Publié le 18/02/2026 Dans Bandes Dessinées

L'album nous plonge dans les années 90. Florence est étudiante en art. Elle n'a pas d'argent, pas de plan B, et surtout, elle possède cette fierté un peu naïve qui l'empêche de demander de l'aide à ses parents. Le récit n'est pas une simple succession d'anecdotes de "vie de bohème". C'est une plongée brute dans le quotidien de ceux qui comptent chaque centime : les appartements insalubres, les repas sautés, la honte sociale et la débrouille permanente qui finit par devenir une seconde nature. Et cette vie précaire va durer de nombreuses années, avant que l'auteure ne connaisse le succès.

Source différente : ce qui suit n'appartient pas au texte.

PR #236, opened 2015-05-27
Define STBTT_DEF extern when STBTT not compiled with ImGui.

bkaradzic:


ocornut:
Done, however note that the current stb_truetype.h included with imgui is a modified version from stb's trunk ( https://github.com/nothings/stb/pull/72 )

bkaradzic:
I have few projects that all include STBTT and I just picked one. I'll figure out how to change so that ImGui's version be the primary one.

PR #250, opened 2015-06-27
Fixing 64-bit compilation warning caused by implicit size_t->int cast

benvanik:


adam4813:
This should be done using a static_cast <int>() and not with a c-style cast.

ocornut:
Thanks! c-style cast is fine and more terse.

benvanik:
@adam4813 was just trying to match the style of the casts in the surrounding lines :)

PR #258, opened 2015-07-03
Fixed some warnings

emoon:
Bunch of warning fixes for clang. Not sure if you want to take these as is or just try to fix the code but I will leave this here so you can take a look at it least.


ocornut:
Thanks. I haven't merged the disabled clang warning but fixed them. May bring back disabling "-wunused-macro" if it comes back.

Après un triptyque consacré à l'enfance ("Cruelle", "Pucelle", "Jumelle"), Florence Dupré La Tour continue dans la veine autobiographique, en évoquant cette fois les difficultés, notamment financières, de son entrée dans la vie d'adulte. Comme pour les précédents livres, l'autrice cherche moins à raconter sa vie qu'à prendre du recul et à porter un propos plus large. Il est ici évidemment question d'argent et de déclassement, mais aussi et surtout de la valeur qu'on donne aux choses et aux personnes. Outre l'avarice financière, c'est surtout le côté avare de sentiments des parents de Florence qui frappe, et qui a des conséquences à long terme sur l'image qu'elle a d'elle-même. Le monde de la BD en prend aussi pour son grade, entre la toxicité du milieu et la précarité du métier, et à ce titre l'album est totalement en phase avec les revendications qui ont conduit au girlxcott du festival d'Angoulême. Un message de fond, présenté avec humour mais sans concessions, et complètement d'actualité : on est loin du cliché de l'autobio nombriliste. Si vous connaissez le travail de l'autrice, vous ne serez pas dépaysé Son dessin est nerveux, presque élastique. Elle n'hésite pas à déformer son propre visage pour exprimer l'angoisse ou la fureur. C’est une "ligne claire" qui a déraillé pour mieux servir l'émotion. Le ton est direct, sans fioritures. Elle pratique un humour d'autodestruction qui rend le sujet supportable sans jamais en atténuer la gravité.
VERDICT
"Jeune et fauchée" réussit le tour de force d'être un album profondément politique sans jamais être donneur de leçons. C'est le récit d'une survie banale, raconté avec une honnêteté qui force le respect.